Die Forderungen beschränkten sich jetzt nicht mehr auf die Ebene der Kommunalpolitik, sondern richteten sich gegen die gesamte politische Klasse, die als korrupt, inkompetent und verantwortungslos bezeichnet wurde. "Korruption tötet", stand es auf den improvisierten Transparenten, die viele Protestteilnehmer hochhielten. Tragische Ironie: Einer der Songs, die die Band "Goodbye to Gravity" auf dem fatalen Konzert gespielt hatte, handelte eben von Korruption in der Politik.

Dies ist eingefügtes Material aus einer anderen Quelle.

Issue #3672, opened 2021-03-08
Stop time of last component in routine is incorrect


pn2200:
I have an experiment displaying a ShapeStim for one second, then a TextStim for 4 seconds, in a loop five times. The output for the start and stop times of the TextStim is incorrect: the `.stopped` field has value `None` for some of the entries (sometimes 2 entries, sometimes 3), and the remainder are values before the `.started` field. When `TextStim.stopped` does have a value, then it is equal to `ShapeStim.started`.

The TextStim's `.started` field is before the end of the ShapeStim's `.stopped` field; it looks like the TextStim starts one or two frames before the ShapeStim ends, so they overlap visually when the experiment is run. In this case, it might be that the time is accurately recorded, but it does not reflect the desired experiment flow where the ShapeStim is displayed, followed by the TextStim.

I have attached the experiment file, the conditions file, and a sample output file. They were created using PsychoPy 2021.1.2.

[overlap.zip](https://github.com/psychopy/psychopy/files/6104399/overlap.zip)

pn2200:
I think this issue affects more components than just `TextStim`. I think that the stop times of the last component in any routine is not recorded correctly.

In this specific experiment, this issue occurs because the `routineTimer` becomes negative (`routineTimer.getTime()` returns a value less than 0) while the TextStim has a status of STARTED and `tThisFlipGlobal` is less than the TextStim's start time plus duration (`tThisFlipGlobal > text.tStartRefresh + 4.0-frameTolerance` is false), so code that stores the stop time for the component is never executed.

I don't know the right way to resolve this issue. Adding an else-statement on the while loop like the following seems to work, so I will create a pull request based on this:  

```
while continueRoutine and routineTimer.getTime() > 0:
    # Run loop
else:
    for thisComponent in trialComponents:
        if hasattr(thisComponent, 'status') and thisComponent.status == STARTED:
            # Stop component and record stopping time
            thisComponent.tStop = t
            thisComponent.frameNStop = frameN
            win.timeOnFlip(thisComponent, 'tStopRefresh')
    win.flip()
```

pn2200:
I also think that https://github.com/psychopy/psychopy/issues/2916 is a special case of this more general problem, so I think that the fix for that issue should be revisited.

peircej:
[...]

PR #3708, opened 2021-03-30
BF: For non-slip components, store the stop time when while loop ends

pn2200:
Related to issue #3672 .


peircej:
By adding a flip() call I think you're forcibly inserting a blank screen into the end of the routine (and a 16.7ms delay before next stimulus)

PR #3711, opened 2021-04-01
BF: Specify dtype when applying asarray to num/int params

TEParsons:
Fixes this user's problem:
https://discourse.psychopy.org/t/builder-inserts-useless-asarray-calls-in-py-code/21901/8


peircej:
I don't believe this fixes that user's problem. His issue is that numpy.asarray() for a float gives an ndarray with undefined length:

```
>>> import np
>>> len(asarray(3.0))
TypeError: len() of unsized object
```

I think we shouldn't be inserting asarray into the boilerplate code at all but I don't recall why it was being used before (or why it's only recently turned into a problem)

PR #3712, opened 2021-04-01
BF: Swap the Cancel and No buttons on message dlgs 

TEParsons:
for consistency with other dlgs


peircej:
I think this may be a platform-specific thing: Mac is one way and windows the other: https://www.nngroup.com/articles/ok-cancel-or-cancel-ok/
but I agree we should be internally consistent

PR #3717, opened 2021-04-07
BF: Use github versions for update ctrl

TEParsons:


peircej:
mmm, I'm not sure about this. 2 things the file provides:
- control for us on when we push people to update (so we can choose NOT to encourage a x.x.0 release)
- the file includes information about what versions are "updatable" (meaning the dependencies haven't changed and just the psychopy.zip will suffice) and which are compatible (will updating cause a known breakage)

I'm aware we haven't updated that file recently (but I don't much mind) and we'll do it with upcoming 2021.1.3

I'm closing for now, pending being convinced otherwise ;-)

PR #3723, opened 2021-04-09
ENH: More consistent Classic theme icons

TEParsons:


TEParsons:
For things added since 2020.2 (Textbox, Form, Button, etc.) I'd just been using the dark theme icons (so they stand out on either background) but now I've downloaded the original icon database and picked out icons from there instead.

PR #5004, opened 2022-07-11
BF: If routine force ended, reset clock rather than subtracting expected dur

TEParsons:


peircej:
Task linked: [CU-2k758du Mouse doesn't end routine (stimuli are "undrawn" but routine progresses only after stimuli duration)](https://app.clickup.com/t/2k758du)

PR #5007, opened 2022-07-12
NF: Add FrameAnimation class for animating images

TEParsons:


TEParsons:
Closing this as it'll make more sense in an "Animation Tools" plugin once plugins are a thing

PR #5008, opened 2022-07-12
RF: Improved `clock.wait()` routine with periodic event dispatching 

mdcutone:
Allows for event dispatching during long intervals bit also improves the precision of the `wait()` function. Credit to @maqadri for helping solve this issue (original PR: https://github.com/psychopy/psychopy/pull/4867)


peircej:
Fixes GH-2995

PR #5009, opened 2022-07-13
BF: choice labels are not translated

hsogo:
This issue was solved by #4840, but was reverted by a8b119a88a53e6598be6a7ead356de088c3afa61.
In the `ChoiceCtrl.__init__()` function, we have to build and translate choice labels.  Both of these tasks were done at the same time in the previous codes, which caused troubles in translation when the codes for building the label list were modified.  In this fix, I separated building and translating labels.  I hope this fix will prevent troubles in the translation of choice labels.


peircej:
sorry that got excluded by the merge conflict. Thanks for tracking and resubmitting. This will be in 2022.2.2 (imminent due to an error using non-slip timing with force-end-trial events)

PR #5010, opened 2022-07-13
BF: ROI status wasn't being set to STARTED as intended

TEParsons:


peircej:
Task linked: [CU-2jvmz43 Eyetracker ROI started/finished flags in boilerplate](https://app.clickup.com/t/2jvmz43)

peircej:
What was the symptom of this from the user perspective? Did the ROI never end?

Staatspräsident Klaus Johannis muss jetzt laut Verfassung einen neuen Premier ernennen, der das Vertrauensvotum des Parlaments gewinnen muss. Die wirtschaftsliberale Opposition fordert bereits Neuwahlen vor dem Hintergrund der Diskreditierung vieler Sozialdemokraten durch die zahlreichen Inkompetenz- und Korruptionsskandale der vergangenen Monate und Jahre, die dazu geführt haben, dass die angeschlagene Regierung nach der Brandkatastrophe ihren letzten Tropfen an Glaubwürdigkeit verlor.

Andererseits gelten selbst die Wirtschaftsliberalen um Präsident Johannis in den Augen der meisten Rumänen als kaum vertrauenswürdiger. Zudem haben sie zwischen 2009 und 2012 drastische Sparmaßnahmen durchgesetzt, denen viele Bukarester die Schuld für die chronische Unterfinanzierung des Verwaltungsapparats, sowie des Gesundheitssystems, und damit für eine der Hauptursachen der Tragödie geben. Eine lange politische Krise gilt als wahrscheinlich. Die Protestinitiative hat für die nächsten Tage zu neuen Demos aufgerufen, "bis sich alles richtig ändert".